I was wondering if it made a difference that they were aged 16-18. I guess by this time, they realise that they won't become a famous actor, footballer or musician but that a simple and secure life is important. They are more realistic, rather than having big dreams. Saying that, one student did say he wanted to be Batman, but I think he was just saying that for effect.

The thing is, this life used to be much more achievable. These students are ones that have got a D in GCSE English before, and much lower in other subjects, and many are probably going to achieve a D again. It's not that they're not intelligent in their own ways, but many of them lack the willpower to force themselves to study and revise, and would never cope with a University course. Without being able to study at degree level they greatly reduce their chance of making a high income. They definitely could, but it isn't the same as 30 years ago where you could much more easily walk into a job and work your way through the company.
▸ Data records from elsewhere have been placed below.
PR #572, opened 2019-10-15
feat(directory): add a gts per app metrics

aurrelhebert:
In a context of user in Warp10, it can be great to keep trace of the series account per Warp application. 

In this PR, we simply add a Metrics `warp.directory.gts.perapp` directly in the directory.

Written by @StevenLeRoux and me.

### DIFF
--- a/warp10/src/main/java/io/warp10/continuum/sensision/SensisionConstants.java
+++ b/warp10/src/main/java/io/warp10/continuum/sensision/SensisionConstants.java
@@ -119,6 +119,11 @@ public class SensisionConstants {
    * Number of distinct owners known by a Directory
    */
   public static final String SENSISION_CLASS_CONTINUUM_DIRECTORY_OWNERS = "warp.directory.owners";
+  
+  /**
+   * Number of distinct classes per owner known by a Directory
+   */
+  public static final String SENSISION_CLASS_CONTINUUM_DIRECTORY_GTS_PERAPP = "warp.directory.gts.perapp";
 
   /**
    * Number of times the Thrift directory client cache was changed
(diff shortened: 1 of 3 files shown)


warp10/src/main/java/io/warp10/continuum/store/Directory.java
```diff
@@ -1851,6 +1867,9 @@ public void run() {
               // 128bits
               if (null == directory.metadatas.get(metadata.getName()).put(labelsId, metadata)) {
                 Sensision.update(SensisionConstants.SENSISION_CLASS_CONTINUUM_DIRECTORY_GTS, Sensision.EMPTY_LABELS, 1);
+                if (!tracked) {
```
hbs: Is this case actually plausible? How can tracked be true if the metadata were not known?

warp10/src/main/java/io/warp10/continuum/sensision/SensisionConstants.java
```diff
@@ -119,6 +119,11 @@
    * Number of distinct owners known by a Directory
    */
   public static final String SENSISION_CLASS_CONTINUUM_DIRECTORY_OWNERS = "warp.directory.owners";
+  
+  /**
+   * Number of distinct classes per owner known by a Directory
+   */
+  public static final String SENSISION_CLASS_CONTINUUM_DIRECTORY_GTS_PERAPP = "warp.directory.gts.perapp";
```
hbs: The same metric needs to be updated in the standalone version of Directory.

warp10/src/main/java/io/warp10/continuum/store/Directory.java
aurrelhebert: True, I can remove the tracked variable in this case

PR #577, opened 2019-10-22
Clearer, standardized and more secure error messages.

ftence:


warp10/src/main/java/io/warp10/ThrowableUtils.java
```diff
@@ -16,76 +16,119 @@
...
+   * @param messages The collection of message to use for the generation
+   * @return The error message.
+   */
+  public static StringBuilder buildErrorMessage(Collection<String> messages) {
+    StringBuilder errorMessageBuilder = new StringBuilder();
+
+
+    boolean nextMessage = false;
+    for (String message: messages) {
+      if (nextMessage) {
```
hbs: you could simply have checked that the StringBuilder size was not zero

PR #579, opened 2019-10-28
Directory unregister

hbs:


warp10/src/main/java/io/warp10/continuum/store/Directory.java
```diff
@@ -1071,6 +1073,27 @@ public void run() {
...
+    
+    if (this.register) {
+      final Directory self = this;
+      Runtime.getRuntime().addShutdownHook(new Thread() {
+        @Override
+        public void run() {
+          try {
+            LOG.info("Unregistering from ZooKeeper.");
+            self.sd.unregisterService(self.instance);
+            self.sd.close();
```
ftence: `close` should suffice as it unregisters all services: https://github.com/Netflix/curator/blob/curator-1.3.3/curator-x-discovery/src/main/java/com/netflix/curator/x/discovery/details/ServiceDiscoveryImpl.java#L128

warp10/src/main/java/io/warp10/continuum/store/Directory.java
```diff
@@ -1071,6 +1073,27 @@ public void run() {
   @Override
   public void run() {
     
+    //
+    // Add a shutdown hook to unregister Directory
+    //
+    
+    if (this.register) {
+      final Directory self = this;
+      Runtime.getRuntime().addShutdownHook(new Thread() {
```
ftence: Could be nice to remove this hook in the `finally` clause in line 1183.

hbs:
PTAL

PR #586, opened 2019-11-05
Added configuration of max labels/attributes sizes

hbs:


warp10/src/main/java/io/warp10/continuum/gts/GTSHelper.java
```diff
@@ -2710,6 +2711,11 @@ public static GTSEncoder parse(GTSEncoder encoder, String str, Map<String,String
       ignoredCount.addAndGet(1);
     }
     
+    // Check labels/attributes sizes, subtract 6 to account for '// {} '
+    if (str.length() - 6 > MetadataUtils.SIZE_THRESHOLD && !MetadataUtils.validateMetadata(encoder.getMetadata())) {
```
ftence: `str.length() - 6 - valuestr.length()` should be a more precise estimation of the labels and attributes size, especially for long String values.

hbs: PTAL

hbs:
PTAL

PR #587, opened 2019-11-05
Attributes update

hbs:


warp10/src/main/java/io/warp10/continuum/store/Directory.java
```diff
@@ -1761,10 +1773,38 @@ public void run() {
...
+                for (Entry<String,String> attr: metadata.getAttributes().entrySet()) {
+                  hasChanged = true;
+                  if ("".equals(attr.getValue())) {
+                    meta.getAttributes().remove(attr.getKey());
+                  } else {
+                    meta.putToAttributes(attr.getKey(), attr.getValue());
+                  }
+                }
+                
+                if (hasChanged) {
```
ftence: Could use `metadata.getAttributesSize() > 0` instead of `hasChanged` and remove that variable

hbs: The attributes should be updated unconditionally any way...

hbs:
PTAL

PR #588, opened 2019-11-07
Attributes are lost when a sorted GTS is time-clipped

Giwi:


warp10/src/main/java/io/warp10/continuum/gts/GTSHelper.java
```diff
@@ -1825,6 +1825,7 @@ public static final GeoTimeSerie subSerie(GeoTimeSerie gts, long starttimestamp,
       
       if (copyLabels) {
         subgts.setLabels(gts.getLabels());
+        subgts.getMetadata().setAttributes(new HashMap<String,String>(gts.getMetadata().getAttributes()));
```
hbs: Attributes may be null, this will lead to an NPE

hbs: My mistake, attributes are set

PR #787, opened 2020-07-08
Use LinkedHashMap for the generation of the Accelerator report

ftence:


hbs:
Can you describe the purpose?

ftence:
Sure. There are two reasons:
- TOMAP generates a LinkedHashMap, so to be consistent with Map creation in WarpScript, this function should also push a LinkedHashMap.
- Report was not easy to read in JSON with primary information (status and accelerated) mixed with secondary one:
```
[
  {
    "cache": true,
    "defaults.read": [
      "cache",
      "persist"
    ],
    "chunkcount": 1,
    "defaults.write": [
      "cache",
      "persist"
    ],
    "persist": true,
    "accelerated": false,
    "defaults.delete": [
      "cache",
      "persist"
    ],
    "chunkspan": 9223372036854775807,
    "status": true
  }
]
```

With this PR, the JSON looks like this:
```
[
  {
    "status": true,
    "cache": true,
    "persist": true,
    "accelerated": false,
    "chunkcount": 1,
    "chunkspan": 9223372036854775807,
    "defaults.read": [
      "cache",
      "persist"
    ],
    "defaults.write": [
      "cache",
      "persist"
    ],
    "defaults.delete": [
      "cache",
      "persist"
    ]
  }
]
```

PR #789, opened 2020-07-09
Add optional macro or mapper parameter for DEDUP to merge duplicate ticks

ftence:
This optional parameter can apply more complex strategies for merging duplicate ticks than just keeping the last tick.

The implementation is based on GTSHelper.map but does not expose this parameter in MAP. This is because deduping will behave strangely with step>1, pre>0, post>0 or when using outputTicks. This is why it was included in DEDUP and not MAP.

Example:
```
NEWGTS
0 NaN NaN NaN 0 ADDVALUE
1 NaN NaN NaN 1 ADDVALUE
1 NaN NaN NaN 2 ADDVALUE
1 NaN NaN NaN 3 ADDVALUE
2 NaN NaN NaN 4 ADDVALUE
3 NaN NaN NaN 5 ADDVALUE

mapper.median DEDUP
```
Gives
```
[[{"c":"","l":{},"a":{},"la":0,"v":[[0,0.0],[1,2.0],[2,4.0],[3,5.0]]}]]
```

### DIFF
--- a/warp10/src/main/java/io/warp10/script/functions/DEDUP.java
+++ b/warp10/src/main/java/io/warp10/script/functions/DEDUP.java
@@ -1,5 +1,5 @@
 //
-//   Copyright 2018  SenX S.A.S.
+//   Copyright 2018-2020  SenX S.A.S.
 //
 //   Licensed under the Apache License, Version 2.0 (the "License");
 //   you may not use this file except in compliance with the License.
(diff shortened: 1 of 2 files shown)


warp10/src/main/java/io/warp10/script/functions/DEDUP.java
```diff
@@ -18,24 +18,25 @@
...
  * Remove duplicates from GTS instances.
  * <p>
- * DEDUP expects no other parameter on the stack than the GTS instances
+ * DEDUP expects an optional mapper or macro (as MAP) and GTS instances
  */
-public class DEDUP extends ElementOrListStackFunction {
+public class DEDUP extends ListRecursiveStackFunction {
 
-  private final ElementStackFunction dedup = new ElementStackFunction() {
+  private final ElementStackFunction simpleDedup = new ElementStackFunction() {
```
hbs, line 33: Put it in upper case since it is a constant

PR #795, opened 2020-07-22
Standalone Directory index by label feature

pi-r-p:
Use case : several millions of GTS with different classnames, same .app, several labels by GTS. 

User wants to find `.*{serialNumber=X}`. User only know the serialNumber, not the other labels.

This feature allows to build an index of one or several labels (serialNumber in the example).
It speeds up FIND, FETCH, DELETE operations.

### DIFF
--- a/etc/conf.templates/distributed/00-warp.conf.template
+++ b/etc/conf.templates/distributed/00-warp.conf.template
@@ -139,13 +139,6 @@ warp.components =
 #warp.labels.maxsize = 2048
 
 //
-// Default priority order for matching labels when doing a FIND/FETCH.
-// Comma separated list of label names.
-// Defaults to .producer,.app,.owner
-//
-#warp.labels.priority =
-  
-//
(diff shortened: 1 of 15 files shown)


trepca:
woohoo! 🍾

hbs:
This is too specific to be included in Warp 10 as is. I suggest this PR be closed and an issue be open to add a generic modular indexing mechanism which would allow to register classes which would handle specific indices. The behavior added by this PR can then be implemented by such a class.

pi-r-p:
Great idea! Something that work with standalone, distributed, sharded version.

Imho, a generic module should implement at least these functions:
-buildindex(metadata) (called when decoding each metadata)
-find (directoryrequest) : it can return metadata found + a new directory request to search for remaining series that where not found by the module.
-unregister(metadata)
-register(metadata) : It could be the same as buildindex

it could be great (but risky) that the module also access the current "this.metadata"  index.

hbs:
Closing this PR, foreseeing a design doc of more generic additional indices.

PR #797, opened 2020-07-22
Added pixel extraction from PImage instances

hbs:


warp10/src/main/java/io/warp10/script/processing/image/PupdatePixels.java
```diff
@@ -26,6 +26,7 @@
 import java.util.List;
```
pi-r-p, line 26: ArraylList useless import

PR #798, opened 2020-07-23
Allow extensions or plugins to register custom serializers

randomboolean:


ftence:
This functionality already exists through the `JsonUtils.addEncoder` function. It works roughly the same way `SNAPSHOT.addEncoder` works so this is homogeneous.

Many of these students will struggle to own a house. I would struggle to own a house, and I'm a teacher with a social worker boyfriend. We are professional people, yet we can't afford a good deposit and it will take years of saving. These students have such basic hopes and even these are difficult to achieve for this generation. It makes me sad that fairly average young people, who are willing to put in a fair, but not immense amount of work, are never going to get rewards. Of course, the extremely hardworking among them will claw their ways into decent positions, but not everyone has those levels of motivation, or should be expected to.

What are your views? Do you realistic dreams for the future? Do you think your dreams are achievable?